PR #729, opened 2020-01-23
docker: multiple users support

tomereli:
Add multiple users support for docker scripts so that multiple users on
the same server can work in parallel running test_flows.sh.

This requires basically renaming all containers to include the username
of the current user.
In addition, we also add the current user prefix to the docker network
which is used for the test, for obvious reasons.

### DIFF
--- a/tools/docker/run.sh
+++ b/tools/docker/run.sh
@@ -24,6 +24,7 @@ usage() {
     echo "      -p|--port - port to expose on the container"
     echo "      -I|--image - docker network to which to attach the container"
     echo "      -N|--network - docker network to which to attach the container"
+    echo "      -u|--unique-id - unique id to add as suffix to container and network names"
     echo "      --entrypoint - use a different entrypoint for the container"
 }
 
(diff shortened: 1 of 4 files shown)


tools/docker/run.sh
```diff
@@ -42,7 +42,7 @@ generate_container_random_ip() {
 }
 
 gateway_netid_length() {
-    docker network inspect prplMesh-net --format "{{(index .IPAM.Config 0).Subnet}}" | sed -rn 's/^[0-9]{1,3}\.[0-9]{1,3}\.[0-9]{1,3}\.[0-9]{1,3}(\/[0-9]{2})$/\1/p'
+    docker network inspect prplMesh-net-${SUDO_USER:-${USER}} --format "{{(index .IPAM.Config 0).Subnet}}" | sed -rn 's/^[0-9]{1,3}\.[0-9]{1,3}\.[0-9]{1,3}\.[0-9]{1,3}(\/[0-9]{2})$/\1/p'
```
arnout: instead of the username, it makes more sense to pass in a unique ID as an argument (which could default to `${SUDO_USER:-${USER}}`. With that, we can get rid of the docker-in-docker approach and instead run it directly in a shell runner. That would speed up our run-tests CI job significantly because the cache can be used (now it re-downloads the images every time).

If adding the argument is too much work, please at least make it a variable e.g. CONTAINER_NAME_SUFFIX.

arnout (approved):
I made an important remark but can be fixed easily. And if not, that's fine too, we can fix it later.

rmelotte (approved):
I agree with Arnout, using an argument/variable would save us time when we get rid of the docker-in-docker approach.

Also if the network/container names are made unique, we really have to ensure that every script that creates a container/network tries to delete it at the end of the test (it's not that important if the username is used).

tools/docker/run.sh
tomereli: I should probably already know this - but what do you mean by the docker-in-docker approach?

rmelotte: Because the tests cannot be run in parallel on the same host at the moment, the CI runs the prplmesh-runner containers in a docker container (a new docker daemon is run inside a docker container). It works, but it's a bit overkill and has a few downsides like not keeping the cache and images so we would like to use something else (either a shell runner, or keeping the docker runner but with a single daemon).

tomereli: Understood.

tomereli: Done

PR #730, opened 2020-01-23
.gitlab-ci.yml: remove TESTS_TO_RUN

rmelotte:
Due to a number of issues with setting variables manually using
Gitlab's web UI, setting TESTS_TO_RUN to run all the controller tests
can accidentally trigger more tests to be run than what was intended.
For example: when a job is retried all manually set variables are
ignored and take back their default value.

§ What you have to do
The whole of the data must be given again, exactly as shown.

§ Response area
PR #729, opened 2020-01-23
docker: multiple users support

tomereli:
Add multiple users support for docker scripts so that multiple users on
the same server can work in parallel running test_flows.sh.

This requires basically renaming all containers to include the username
of the current user.
In addition, we also add the current user prefix to the docker network
which is used for the test, for obvious reasons.

### DIFF
--- a/tools/docker/run.sh
+++ b/tools/docker/run.sh
@@ -24,6 +24,7 @@ usage() {
     echo "      -p|--port - port to expose on the container"
     echo "      -I|--image - docker network to which to attach the container"
     echo "      -N|--network - docker network to which to attach the container"
+    echo "      -u|--unique-id - unique id to add as suffix to container and network names"
     echo "      --entrypoint - use a different entrypoint for the container"
 }
 
(diff shortened: 1 of 4 files shown)


tools/docker/run.sh
```diff
@@ -42,7 +42,7 @@ generate_container_random_ip() {
 }
 
 gateway_netid_length() {
-    docker network inspect prplMesh-net --format "{{(index .IPAM.Config 0).Subnet}}" | sed -rn 's/^[0-9]{1,3}\.[0-9]{1,3}\.[0-9]{1,3}\.[0-9]{1,3}(\/[0-9]{2})$/\1/p'
+    docker network inspect prplMesh-net-${SUDO_USER:-${USER}} --format "{{(index .IPAM.Config 0).Subnet}}" | sed -rn 's/^[0-9]{1,3}\.[0-9]{1,3}\.[0-9]{1,3}\.[0-9]{1,3}(\/[0-9]{2})$/\1/p'
```
arnout: instead of the username, it makes more sense to pass in a unique ID as an argument (which could default to `${SUDO_USER:-${USER}}`. With that, we can get rid of the docker-in-docker approach and instead run it directly in a shell runner. That would speed up our run-tests CI job significantly because the cache can be used (now it re-downloads the images every time).

If adding the argument is too much work, please at least make it a variable e.g. CONTAINER_NAME_SUFFIX.

arnout (approved):
I made an important remark but can be fixed easily. And if not, that's fine too, we can fix it later.

rmelotte (approved):
I agree with Arnout, using an argument/variable would save us time when we get rid of the docker-in-docker approach.

Also if the network/container names are made unique, we really have to ensure that every script that creates a container/network tries to delete it at the end of the test (it's not that important if the username is used).

tools/docker/run.sh
tomereli: I should probably already know this - but what do you mean by the docker-in-docker approach?

rmelotte: Because the tests cannot be run in parallel on the same host at the moment, the CI runs the prplmesh-runner containers in a docker container (a new docker daemon is run inside a docker container). It works, but it's a bit overkill and has a few downsides like not keeping the cache and images so we would like to use something else (either a shell runner, or keeping the docker runner but with a single daemon).

tomereli: Understood.

tomereli: Done

PR #730, opened 2020-01-23
.gitlab-ci.yml: remove TESTS_TO_RUN

rmelotte:
Due to a number of issues with setting variables manually using
Gitlab's web UI, setting TESTS_TO_RUN to run all the controller tests
can accidentally trigger more tests to be run than what was intended.
For example: when a job is retried all manually set variables are
ignored and take back their default value.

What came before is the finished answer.